Chen mentioned NVIDIA's four-way GPU design paired with a CPU motherboard, especially in the context of DGX servers, which currently support eight GPUs and two CPU boards. While this configuration seems ambitious, it underscores NVIDIA's commitment to innovation in data center architecture.
NVIDIA's data center naming conventions separate its GPUs (such as A100, H100, B100/B200) from its Grace CPU + GPU platforms (GH100, GB200). Presently, both the CPU and GPU in the GB200 platform utilize BGA packaging; it remains uncertain whether this will change with the anticipated GB200 Ultra update later this year.
Standard CPU slots offer advantages in terms of ease of maintenance and upgrades. However, they typically require more space and come with greater power consumption and thermal constraints compared to BGA packaging or SXM/OAM modules. While modules are repairable, the process can vary based on motherboard design, and handling SXM/OAM modules requires care, making them less user-friendly than slot-based designs.
Additionally, manufacturing challenges and high costs associated with add-in cards and SXM/OAM modules remain significant. Currently, most of NVIDIA's SXM modules are produced by Foxconn. Transitioning from board or module designs to slot configurations could lower costs, although this may result in performance limitations.
NVIDIA has officially launched the B200 GPU, which exceeds 1000W and is designed for the GB200 board (codenamed Bianca, featuring one Grace CPU and two Blackwell GPUs, as well as Ariel, equipped with an Ariel CPU and one Blackwell GPU), utilizing BGA packaging. Additionally, NVIDIA offers the Umbriel GPU board, which supports eight B200 (1000W) and B100 (700W) SXM module sizes.

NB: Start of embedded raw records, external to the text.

PR #389, opened 2025-01-10
feature/derive_local_path

### LINKED ISSUE #390: Feature Request: Derive local path from fms ID and show conditionally.
When working with the ETL it became apparent that having an annotation with a unique value for each file puts a lot of stress on the annotation collection. We recently added `local file path` and `Cache Eviction Date` to this collection which caused a breakage of our annotation collection rebuild. 

The solution we came up with is to remove the `local path annotation` and derive it from fms ID and show conditionally based on the presence of `Cache Eviction Date`. Additionally `Cache Eviction Date` will move to a bucketed date time, decreasing the unique values for files and making the annotation more palatable.

BrianWhitneyAI:
### Description 
The purpose of this PR is to resolve #390. When working with the ETL it became apparent that having an annotation with a unique value for each file puts a lot of stress on the annotation collection. We recently added `local file path` and `Cache Eviction Date` to this collection which caused a breakage of our annotation collection rebuild. 

The solution we came up with is to remove the `local path` annotation and derive it from fms ID and show conditionally based on the presence of `Cache Eviction Date`. Additionally `Cache Eviction Date` will move to a bucketed date time, decreasing the unique values for files and making the annotation more palatable.

This PR also removes the previous backwards compatibility.


BrianWhitneyAI:
Philip brought up that we could derive from the Cloud path as well which would be much simpler. I opted against this idea since the cloud path is already derived from fms-ID. Open to a discussion here!

packages/core/entity/FileDetail/index.ts
```diff
@@ -85,12 +87,69 @@ export default class FileDetail {
...
+    }
+
+    private static convertFMSIDToLocalPath(guid: string): string[] {
+        if (!guid) {
+            throw new Error("GUID cannot be null or undefined");
+        }
+
+        const paths: string[] = [];
+
+        while (guid.length > 2) {
```
SeanLeRoy, line 125: This is great, but FWIW lodash can do this whole method in one line for ya:
```

    // Splits the fileId into an array where is character is its own element then chunks them into groups of 3 with the
    // remainder (between 1-3 characters) becoming the final group
    chunk(this.fileId.split(""), 3);
```

packages/core/entity/FileDetail/index.ts
```diff
@@ -85,12 +87,69 @@ export default class FileDetail {
...
+        const idx = safeString.length - numChars;
+        return idx >= 0 ? safeString.slice(idx) : safeString;
+    }
+
     private static convertAicsS3PathToHttpUrl(path: string): string {
         return `${AICS_FMS_S3_URL_PREFIX}${path}`;
     }
 
-    constructor(fileDetail: FmsFile, uniqueId?: string) {
+    constructor(fileDetail: FmsFile, env: Environment, uniqueId?: string) {
```
SeanLeRoy, line 150: I think it'll be cleaner long-term to keep this out of the properties and instead pass it to a getter method `getLocalPath()` - this would replace the property `localPath` (FWIW `localPath` seen below is a property because of the `get` before its method name

SeanLeRoy (changes requested):

packages/core/components/FileList/test/LazilyRenderedRow.test.tsx
```diff
@@ -24,20 +25,23 @@ describe("<LazilyRenderedRow />", () => {
...
-                    file_size: 1,
-                    thumbnail: "",
-                    uploaded: new Date().toISOString(),
-                });
+                return new FileDetail(
+                    {
+                        annotations: [
+                            {
+                                name: "someDateAnnotation",
+                                values: ["2019-05-17T07:43:55.205Z"],
```
kmitcham, line 33: Is supposed to be a date, or a datetime?  I thought I saw something about 'bucketing' these values, and it seems like the precision of a datetime is overkill, and a date would be fine.
I suppose the 'date' bucket might put a load on the cache clearing.  And that this might not be the best place to mention it.

packages/core/entity/FileDetail/index.ts
BrianWhitneyAI: oh yeah I definitely just ported it over from FSS and didnt consider.

packages/core/components/FileList/test/LazilyRenderedThumbnail.test.tsx
```diff
@@ -10,41 +10,51 @@ import { initialState } from "../../../state";
...
             if (index === 25) {
-                return new FileDetail({
-                    annotations: [],
-                    file_id: "abc12325",
-                    file_name: "my_image25.czi",
-                    file_path: "some/path/to/my_image25.czi",
-                    file_size: 1,
-                    uploaded: new Date().toISOString(),
-                });
+                return new FileDetail(
```
hughes036, line 47: just formatting?

packages/core/constants/index.ts
```diff
@@ -31,6 +31,12 @@ export const TOP_LEVEL_FILE_ANNOTATIONS = [
         description: "Path to file in the cloud.",
         type: AnnotationType.STRING,
     }),
+    new Annotation({
```
hughes036, line 34: Looks like this is the pattern for dealing with file properties?

packages/core/entity/FileDetail/index.ts
```diff
@@ -85,12 +87,69 @@ export default class FileDetail {
...
+        // Define prefixes based on the environment
+        const prefixes: Record<Environment, string> = {
+            LOCALHOST: "/tmp/fss/local",
+            PRODUCTION: "/allen/programs/allencell/data/proj0",
+            STAGING: "/allen/aics/software/apps/staging/fss/data",
+            TEST: "test",
+        };
+
+        // Get the prefix for the given environment
+        const prefix = prefixes[env];
```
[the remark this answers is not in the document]
hughes036: `envToPrefix` ?

packages/core/entity/FileDetail/index.ts
```diff
@@ -85,12 +87,69 @@ export default class FileDetail {
         return FileDetail.convertAicsS3PathToHttpUrl(`${AICS_FMS_S3_BUCKET}${pathWithoutDrive}`);
     }
 
+    private static generateFilePath(env: Environment, fileName: string, fmsId: string): string {
```
hughes036, line 90: Does generateFilePath have test cov?

packages/core/entity/FileDetail/index.ts
hughes036: less custom code to test FTW

packages/core/entity/FileDetail/index.ts
```diff
@@ -135,34 +194,18 @@ export default class FileDetail {
...
-        if (localPath === undefined) {
-            return null;
-        }
-        return localPath as string;
+        return null;
     }
 
     public get cloudPath(): string {
-        // REMOVE THIS (BACKWARDS COMPAT)
-        if (this.path.startsWith("/allen")) {
```
hughes036, line 152: We still need backward compatibility - should this change (and the block below) use the new heuristic `this.getAnnotation("Cache Eviction Date")`?

packages/core/services/HttpServiceBase/index.ts
```diff
@@ -167,6 +167,19 @@ export default class HttpServiceBase {
         return new RestServiceResponse(cachedResponseData);
     }
 
+    public getEnvironmentFromUrl(): Environment {
```
hughes036, line 170: has unit test cov?

hughes036 (approved):
See questions about backward compatibility.  Lgtm otherwise.

packages/core/entity/FileDetail/index.ts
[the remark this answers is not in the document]
BrianWhitneyAI: Resolved by deriving from cloud path in [3bee712](https://github.com/AllenInstitute/biofile-finder/pull/389/commits/3bee712c637ad2bf7571bed19b960fe11de85598)

packages/core/entity/FileDetail/index.ts
```diff
@@ -85,12 +87,69 @@ export default class FileDetail {
         return FileDetail.convertAicsS3PathToHttpUrl(`${AICS_FMS_S3_BUCKET}${pathWithoutDrive}`);
     }
 
+    private static generateFilePath(env: Environment, fileName: string, fmsId: string): string {
+        if (!fileName || !fmsId) {
```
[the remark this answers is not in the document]
BrianWhitneyAI: Resolved by removing in [3bee712](https://github.com/AllenInstitute/biofile-finder/pull/389/commits/3bee712c637ad2bf7571bed19b960fe11de85598)

packages/core/entity/FileDetail/index.ts
```diff
@@ -85,12 +87,69 @@ export default class FileDetail {
...
+            throw new Error("File name and FMS ID must be provided");
+        }
+
+        // Define prefixes based on the environment
+        const prefixes: Record<Environment, string> = {
```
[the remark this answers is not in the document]
BrianWhitneyAI: resolved in [3bee712](https://github.com/AllenInstitute/biofile-finder/pull/389/commits/3bee712c637ad2bf7571bed19b960fe11de85598)

packages/core/entity/FileDetail/index.ts
```diff
@@ -85,12 +87,69 @@ export default class FileDetail {
...
+        // Generate path segments from FMS ID
+        const pathSegments = this.convertFMSIDToLocalPath(fmsId);
+
+        // Construct the full file path
+        const filePath = `${prefix}/${pathSegments.join("/")}/${fileName}`;
+
+        return filePath;
+    }
+
+    private static convertFMSIDToLocalPath(guid: string): string[] {
```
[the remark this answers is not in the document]
BrianWhitneyAI: Resolved by removing in [3bee712](https://github.com/AllenInstitute/biofile-finder/pull/389/commits/3bee712c637ad2bf7571bed19b960fe11de85598)

packages/core/entity/FileDetail/index.ts
BrianWhitneyAI: Resolved by deriving from cloud path in [3bee712](https://github.com/AllenInstitute/biofile-finder/pull/389/commits/3bee712c637ad2bf7571bed19b960fe11de85598)

packages/core/entity/FileDetail/index.ts
```diff
@@ -85,12 +87,69 @@ export default class FileDetail {
...
+        if (!guid) {
```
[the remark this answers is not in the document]
BrianWhitneyAI: resolved by removing in [3bee712](https://github.com/AllenInstitute/biofile-finder/pull/389/commits/3bee712c637ad2bf7571bed19b960fe11de85598)

packages/core/components/FileList/test/LazilyRenderedThumbnail.test.tsx
BrianWhitneyAI: Yep!, adding the Environment adds an indent that GitHub doesn't like.

packages/core/entity/FileDetail/index.ts
BrianWhitneyAI: I made getLocalPath as a function in [3bee712](https://github.com/AllenInstitute/biofile-finder/pull/389/commits/3bee712c637ad2bf7571bed19b960fe11de85598). However I left get localPath where it calls getLocaPath() since it has a conditional of Cache eviction date. Lmk what you think about this, open to just removing it and moving the conditional into getLocalPath()

packages/core/entity/FileDetail/index.ts
BrianWhitneyAI: Not any more.... removed in [3bee712](https://github.com/AllenInstitute/biofile-finder/pull/389/commits/3bee712c637ad2bf7571bed19b960fe11de85598)

packages/core/services/HttpServiceBase/index.ts
BrianWhitneyAI: removed in [3bee712](https://github.com/AllenInstitute/biofile-finder/pull/389/commits/3bee712c637ad2bf7571bed19b960fe11de85598)

packages/core/constants/index.ts
BrianWhitneyAI: Not sure what the comment is here but my interpretation is this format allows us to create our own annotations in BFF which we later propagate with the file properties.

packages/core/entity/FileDetail/index.ts
BrianWhitneyAI: The backwards compatibility is to handle file.path being '/allen' or the updated version where file.path = cloud path. I thought that we were fully past that after the new file rebuild, hence trying to remove it. however seems like there's still a possibility of file.path being /allen as talked about today in #cloud-first-fms so I am in favor of adding it back

BrianWhitneyAI: In regards to `Cache Eviction Date` I don't think that we should use this yet since it has not been backfilled and will only show up on new annotations. We would not reach a state where the file path property was old where we had an eviction date I don't think?

kmitcham:
> Philip brought up that we could derive from the Cloud path as well which would be much simpler. I opted against this idea since the cloud path is already derived from fms-ID. Open to a discussion here!

I don't think we will change how we construct the paths (chunks of the reversed id) but if we did, having that path calculated in fewer places would be better.  As I understand it, that suggests deriving the local path from the cloud path might make the path system easier to change  later.  Of course, if we change the path system ONLY for local storage, then having the path calculated in BFF would be better.

packages/core/entity/FileDetail/index.ts
SeanLeRoy: My main issue with this isn't the usage of `localPath` as a property but that `env` is being passed in as a property to this class when it could just be a parameter to `getLocalPath`

packages/core/entity/FileDetail/index.ts
```diff
@@ -126,56 +144,74 @@ export default class FileDetail {
...
+        const localPrefix = HOST_PREFIXES[this.env];
+        const cloudPrefix = `${AICS_FMS_S3_URL_PREFIX}${AICS_FMS_S3_BUCKETS[this.env]}`;
+
+        if (this.path.startsWith(cloudPrefix)) {
+            const relativePath = this.path.replace(`${cloudPrefix}`, "");
+            return `${localPrefix}${relativePath}`;
         }
 
-        // AICS FMS files' paths are cloud paths
         return this.path;
```
SeanLeRoy, line 192: Is this `null` or the cloud path at this point? If `null` can you return `null` here explicitly & if it is the cloud path can you keep the comment above?

packages/core/entity/FileDetail/index.ts
```diff
@@ -126,56 +144,74 @@ export default class FileDetail {
...
         }
+        ////
 
+        const localPath = this.getLocalPath();
         // For AICS files that are available on the Vast, users can use the cloud path, but the
         // download will be faster and not incur egress fees if we download via the local network.
-        if (this.localPath && this.localPath.startsWith("/allen")) {
-            return `http://aics.corp.alleninstitute.org/labkey/fmsfiles/image${this.localPath}`;
+        if (localPath && localPath.startsWith("/allen") && this.env === Environment.PRODUCTION) {
+            return `http://aics.corp.alleninstitute.org/labkey/fmsfiles/image${localPath}`;
```
SeanLeRoy, line 206: Perhaps if you are introducing env dependent variables to this class then there should be a case for `this.env === Environment.STAGING` where the return is:
`return `http://stg-aics.corp.alleninstitute.org/labkey/fmsfiles/image${localPath}`;`

BrianWhitneyAI: We dont have labkey download for staging files I believe so this function default returns the cloud path for the staging file which can be downloaded

SeanLeRoy (approved):

packages/core/entity/FileDetail/index.ts
BrianWhitneyAI: This is for backwards compatibility. Right now its possible this.path is '/allen' in this case we want to return it.

packages/core/entity/FileDetail/index.ts
BrianWhitneyAI: for record. Consensus was env is used elsewhere and should remain

packages/core/entity/FileDetail/index.ts
BrianWhitneyAI: Resolved in [03c770b](https://github.com/AllenInstitute/biofile-finder/pull/389/commits/03c770bc20447a5d27bbb7dde49360e254854308)

packages/core/entity/FileDetail/index.ts
BrianWhitneyAI: oh Im wrong. We already check in localPath for this. setting to null.

BrianWhitneyAI: resilved in [41c48db](https://github.com/AllenInstitute/biofile-finder/pull/389/commits/41c48db32edf9182ac477cd73ffb16de9f0a64f4)

packages/core/entity/FileDetail/index.ts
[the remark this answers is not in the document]
BrianWhitneyAI: resolved in [41c48db](https://github.com/AllenInstitute/biofile-finder/pull/389/commits/41c48db32edf9182ac477cd73ffb16de9f0a64f4)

Reports also indicate the development of the Miranda platform, which aims to enhance performance with higher TDP (Thermal Design Power), PCIe 6.0 support, and 800G networking, alongside the Oberon platform based on the GB200 architecture.
While NVIDIA has introduced H100 and even H200 add-in cards based on the Hopper architecture that reduce performance to fit within conventional server power and thermal budgets, the company has yet to announce any add-in cards based on the Blackwell GPU architecture.
Furthermore, NVIDIA is reportedly preparing a product codenamed B200A, which is based on a single B102 processor and employs TSMC's CoWoS-S packaging technology to connect four HBM3E memory stacks. This design contrasts sharply with the dual-chip B100/B200 configuration, which utilizes TSMC's CoWoS-L packaging to connect with eight HBM3E memory stacks.